* **WORK REQUEST**
Please transcribe exactly, and only, the lines of the data below between the line holding "Ahh yes, I'm" and the line holding "I guess users", inclusive.

BEGIN

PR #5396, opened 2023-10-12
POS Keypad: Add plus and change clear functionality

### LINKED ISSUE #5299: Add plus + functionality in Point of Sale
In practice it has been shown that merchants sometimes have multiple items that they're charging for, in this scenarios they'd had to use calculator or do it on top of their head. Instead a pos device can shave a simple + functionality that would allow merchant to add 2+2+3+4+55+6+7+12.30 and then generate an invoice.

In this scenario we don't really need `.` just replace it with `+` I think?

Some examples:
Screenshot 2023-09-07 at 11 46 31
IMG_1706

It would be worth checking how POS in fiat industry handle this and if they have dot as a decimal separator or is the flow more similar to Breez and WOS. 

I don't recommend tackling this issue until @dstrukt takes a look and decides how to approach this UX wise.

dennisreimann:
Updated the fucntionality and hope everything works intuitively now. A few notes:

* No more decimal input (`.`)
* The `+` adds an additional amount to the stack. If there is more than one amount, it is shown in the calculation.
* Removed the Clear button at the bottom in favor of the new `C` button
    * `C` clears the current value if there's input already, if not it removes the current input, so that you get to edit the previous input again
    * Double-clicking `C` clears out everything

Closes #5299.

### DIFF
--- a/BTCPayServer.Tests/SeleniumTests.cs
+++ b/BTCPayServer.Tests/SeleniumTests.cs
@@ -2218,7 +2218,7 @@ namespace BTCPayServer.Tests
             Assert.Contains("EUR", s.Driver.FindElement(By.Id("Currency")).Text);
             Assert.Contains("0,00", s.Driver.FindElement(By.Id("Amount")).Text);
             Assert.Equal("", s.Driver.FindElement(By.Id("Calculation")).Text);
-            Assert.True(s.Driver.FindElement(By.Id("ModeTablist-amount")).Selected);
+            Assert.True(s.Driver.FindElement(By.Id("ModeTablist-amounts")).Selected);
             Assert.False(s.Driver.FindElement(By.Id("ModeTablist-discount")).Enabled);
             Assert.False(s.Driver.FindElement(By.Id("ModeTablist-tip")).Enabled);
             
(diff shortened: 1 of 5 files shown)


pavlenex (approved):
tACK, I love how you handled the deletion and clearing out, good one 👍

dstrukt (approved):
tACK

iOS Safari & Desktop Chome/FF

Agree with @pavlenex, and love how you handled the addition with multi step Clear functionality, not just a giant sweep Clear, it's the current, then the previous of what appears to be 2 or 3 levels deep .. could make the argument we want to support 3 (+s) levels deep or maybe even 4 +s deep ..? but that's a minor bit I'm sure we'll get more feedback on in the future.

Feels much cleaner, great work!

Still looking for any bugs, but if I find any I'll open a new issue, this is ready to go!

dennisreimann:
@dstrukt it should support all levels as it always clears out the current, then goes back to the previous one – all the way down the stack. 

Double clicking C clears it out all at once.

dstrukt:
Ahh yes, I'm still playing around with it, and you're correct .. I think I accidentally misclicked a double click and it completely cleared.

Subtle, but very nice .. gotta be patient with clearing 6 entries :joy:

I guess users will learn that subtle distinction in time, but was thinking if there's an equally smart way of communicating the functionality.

END
BEGIN

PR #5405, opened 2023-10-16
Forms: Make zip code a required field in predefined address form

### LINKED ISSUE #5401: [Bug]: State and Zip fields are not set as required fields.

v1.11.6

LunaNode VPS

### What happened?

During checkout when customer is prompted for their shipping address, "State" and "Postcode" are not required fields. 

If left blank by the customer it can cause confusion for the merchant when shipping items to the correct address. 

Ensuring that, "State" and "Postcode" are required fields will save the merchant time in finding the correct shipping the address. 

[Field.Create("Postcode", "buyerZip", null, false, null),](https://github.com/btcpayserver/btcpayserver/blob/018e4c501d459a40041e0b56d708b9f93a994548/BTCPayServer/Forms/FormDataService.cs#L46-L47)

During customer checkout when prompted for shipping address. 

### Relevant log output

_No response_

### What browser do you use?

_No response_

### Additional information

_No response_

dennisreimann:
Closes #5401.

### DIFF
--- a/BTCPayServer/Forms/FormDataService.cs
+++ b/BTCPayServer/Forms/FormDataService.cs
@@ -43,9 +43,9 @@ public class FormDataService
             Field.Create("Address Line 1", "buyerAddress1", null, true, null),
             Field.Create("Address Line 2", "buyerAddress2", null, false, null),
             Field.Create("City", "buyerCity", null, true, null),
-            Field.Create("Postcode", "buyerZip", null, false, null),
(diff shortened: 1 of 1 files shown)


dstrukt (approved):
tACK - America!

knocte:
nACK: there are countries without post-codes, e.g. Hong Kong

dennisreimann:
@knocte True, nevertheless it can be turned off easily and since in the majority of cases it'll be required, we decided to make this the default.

END

* **WORKED SOLUTION**
Ahh yes, I'm still playing around with it, and you're correct .. I think I accidentally misclicked a double click and it completely cleared.

Subtle, but very nice .. gotta be patient with clearing 6 entries :joy:

I guess users will learn that subtle distinction in time, but was thinking if there's an equally smart way of communicating the functionality.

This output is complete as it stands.